**What you will do:** No record may be left out; print them all verbatim.

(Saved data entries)
---+---
PR #512, opened 2025-01-10
Handle overflow in Deadline calculation to ensure correct behavior for large time values.

arturobernalg:
Fixes overflow handling in Deadline calculation to ensure proper behavior when adding large time values, returning Deadline.MAX_VALUE in case of overflow.

### DIFF
--- a/httpcore5/src/main/java/org/apache/hc/core5/util/Deadline.java
+++ b/httpcore5/src/main/java/org/apache/hc/core5/util/Deadline.java
@@ -83,9 +83,8 @@ public class Deadline {
      */
     public static Deadline calculate(final long timeMillis, final TimeValue timeValue) {
         if (TimeValue.isPositive(timeValue)) {
-            // TODO handle unlikely overflow
-            final long deadline = timeMillis + timeValue.toMilliseconds();
-            return deadline < 0 ? Deadline.MAX_VALUE : Deadline.fromUnixMilliseconds(deadline);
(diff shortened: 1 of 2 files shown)


httpcore5/src/main/java/org/apache/hc/core5/util/Deadline.java
```diff
@@ -83,8 +83,11 @@ public class Deadline {
      */
     public static Deadline calculate(final long timeMillis, final TimeValue timeValue) {
         if (TimeValue.isPositive(timeValue)) {
-            // TODO handle unlikely overflow
-            final long deadline = timeMillis + timeValue.toMilliseconds();
+            final long timeToAdd = timeValue.toMilliseconds();
```
ok2c, line 86: @arturobernalg Should not this do the same, just with a bit less code. I also think `timeToAdd > 0`  and `deadline < 0` are unnecessary.

```
        if (TimeValue.isPositive(timeValue)) {
            return Deadline.fromUnixMilliseconds(timeMillis +
                    Math.min(timeValue.toMilliseconds(), Long.MAX_VALUE - timeMillis));
        }
        return Deadline.MAX_VALUE;
```

arturobernalg: @ok2c  Updated the implementation as suggested. Thanks for the feedback!

ok2c (approved):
---+---
**Response:**
PR #512, opened 2025-01-10
Handle overflow in Deadline calculation to ensure correct behavior for large time values.

arturobernalg:
Fixes overflow handling in Deadline calculation to ensure proper behavior when adding large time values, returning Deadline.MAX_VALUE in case of overflow.

### DIFF
--- a/httpcore5/src/main/java/org/apache/hc/core5/util/Deadline.java
+++ b/httpcore5/src/main/java/org/apache/hc/core5/util/Deadline.java
@@ -83,9 +83,8 @@ public class Deadline {
      */
     public static Deadline calculate(final long timeMillis, final TimeValue timeValue) {
         if (TimeValue.isPositive(timeValue)) {
-            // TODO handle unlikely overflow
-            final long deadline = timeMillis + timeValue.toMilliseconds();
-            return deadline < 0 ? Deadline.MAX_VALUE : Deadline.fromUnixMilliseconds(deadline);
(diff shortened: 1 of 2 files shown)


httpcore5/src/main/java/org/apache/hc/core5/util/Deadline.java
```diff
@@ -83,8 +83,11 @@ public class Deadline {
      */
     public static Deadline calculate(final long timeMillis, final TimeValue timeValue) {
         if (TimeValue.isPositive(timeValue)) {
-            // TODO handle unlikely overflow
-            final long deadline = timeMillis + timeValue.toMilliseconds();
+            final long timeToAdd = timeValue.toMilliseconds();
```
ok2c, line 86: @arturobernalg Should not this do the same, just with a bit less code. I also think `timeToAdd > 0`  and `deadline < 0` are unnecessary.

```
        if (TimeValue.isPositive(timeValue)) {
            return Deadline.fromUnixMilliseconds(timeMillis +
                    Math.min(timeValue.toMilliseconds(), Long.MAX_VALUE - timeMillis));
        }
        return Deadline.MAX_VALUE;
```

arturobernalg: @ok2c  Updated the implementation as suggested. Thanks for the feedback!

ok2c (approved):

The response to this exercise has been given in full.